Dataset entries
'''
PR #1264, opened 2022-01-01
Update the comment for `declare`

istvankovacs-priv:
### What?
The comment for the `declare` function was updated to indicate the actual default value of the `allowOverride` parameter.

### Why?
The default value was changed to `true` by this [PR](https://github.com/InsertKoinIO/koin/commit/c3fdd69612f239a9f5e5f2e16d1a1b75fc443139), but the comment was accidentally left intact.


arnaudgiuliani:
thanks

PR #1071, opened 2024-01-23
Random search

NAThompson:


ckormanyos:
Hi @NAThompson I just found a random instance of something random that looked very close to expectation and might somehow be related to some of this recent work.

In a completely unrelated CI that had no association with this work, I think some runner found a random outlier [here](https://drone.cpp.al/boostorg/math/1777/240/2).

PR #1074, opened 2024-01-25
CMA-ES

NAThompson:


example/cma_es_example.cpp
```diff
@@ -0,0 +1,76 @@
+/*
+ * Copyright Nick Thompson, 2024
+ * Use, modification and distribution are subject to the
+ * Boost Software License, Version 1.0. (See accompanying file
+ * LICENSE_1_0.txt or copy at http://www.boost.org/LICENSE_1_0.txt)
+ */
+#if __APPLE__ || __linux__
+#include <signal.h>
```
mborland, line 8: This should be every POSIX system right? You could `#if __has_include(<unistd.h>)` which is a requirement of every POSIX system.

include/boost/math/optimization/cma_es.hpp
```diff
@@ -0,0 +1,387 @@
...
+    detail::validate_initial_guess(*params.initial_guess, params.lower_bounds, params.upper_bounds);
+  }
+  const size_t n = params.upper_bounds.size();
+  // Equation 48 of the arxiv review:
+  if (params.population_size == 0) {
+    //auto tmp = 4.0 + floor(3*log(n));
+    // But round to the nearest multiple of the thread count:
+    //auto k = static_cast<size_t>(std::ceil(tmp/params.threads));
+    //params.population_size = k*params.threads;
+    params.population_size = static_cast<size_t>(4.0 + floor(3*log(n)));
```
mborland, line 78:
```suggestion
    params.population_size = static_cast<size_t>(4 + floor(3*log(n)));
```

Some of the `<stdfloat>` types will warn/error on trying to add a double.

include/boost/math/optimization/cma_es.hpp
```diff
@@ -0,0 +1,387 @@
...
+  // mu:= number of parents, lambda := number of offspring.
+  Eigen::Matrix<Real, Eigen::Dynamic, Eigen::Dynamic> C = Eigen::Matrix<Real, Eigen::Dynamic, Eigen::Dynamic>::Identity(n, n);
+  ArgumentContainer mean_vector;
+  Real sigma = 1;
+  if (params.initial_guess) {
+    mean_vector = *params.initial_guess;
+  }
+  else {
+    // See the footnote in Table 1 of the arxiv review:
+    sigma = 0.3*(params.upper_bounds[0] - params.lower_bounds[0]);
```
mborland, line 192:
```suggestion
    sigma = Real(0.3)*(params.upper_bounds[0] - params.lower_bounds[0]);
```

mborland (commented):
Without having read the paper here are my trivial comments. The only other thing is there's like zero white space which makes it kind of hard to read. Maybe empty lines before and after outer loops, ifs, equation references, etc would improve readability.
'''
__Task objective__. Copy down every line of the entries containing the word "mborland".

__The answer__.
mborland, line 8: This should be every POSIX system right? You could `#if __has_include(<unistd.h>)` which is a requirement of every POSIX system.
mborland, line 78:
mborland, line 192:
mborland (commented):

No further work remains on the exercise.